GPT-5 outperforms federal judges in legal reasoning experiment
What the paper is really measuring
- Several commenters note the paper itself defines “error” as departure from a formal reading of law, not from “justice.”
- The task was narrow: a technical choice-of-law question in a car accident scenario, where there is (for the experiment) a legally “correct” jurisdiction.
- Many stress that this is clerical/legal analysis, not the core work of judges in hard, unsettled, or morally fraught cases.
Judgment, discretion, and fairness vs. consistency
- One side argues inconsistency is a feature: law is full of vague standards and impossible edge cases; humane outcomes require discretion.
- Others counter that inconsistency is where bias, corruption, and “noise” creep in, and that like cases should be treated alike.

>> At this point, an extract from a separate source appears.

PR #502, opened 2022-02-10
Implementing refresh_token flow in CLI

oxisto:
This PR introduces the possibility to refresh the access token in the CLI using a refresh token. This also introduces a new token endpoint in the authentication server, that is compliant to the OAuth 2.0 standard (when used via the REST API). The CLI takes a little shortcut and uses this endpoint directly via gRPC.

- Example repeatedly cited: teen “sexting” cases where literal application of child-porn laws would label kids as predators; judges sometimes deliberately bend the law to avoid absurd, destructive results.
Arguments for using AI in the legal system
- As a second opinion or “AI clerk” to check legal reasoning, reduce bias/noise, and flag outlier rulings.
- As a first-pass or parallel system: AI decision, then human review/appeal, potentially speeding justice and reducing pretrial harms.
- Possible role in public defense or administrative-style proceedings, where overworked humans currently do mechanistic work.
Arguments against AI judges
- Fairness ≠ consistency: LLMs are praised here for rigid formalism, which might amplify unjust statutes and remove mercy.
- Legitimacy: people want to feel they were heard by a human; the process is partly about public trust, not just correct rule application.
- Accountability and control questions: who trains, tunes, and owns the model; hidden biases in data and prompts; risk of political or corporate capture.
Methodological and result skepticism
- Suspicion of a “100% correct” result; some think this signals a contrived benchmark or possible training-data contamination.
- Point that real judges offload such technical questions to clerks; the comparison may be more “AI vs. clerks” than “AI vs. judges.”
- Several commenters think the HN title is misleading: the paper is about “silicon formalism,” not a clean “AI beats judges” story.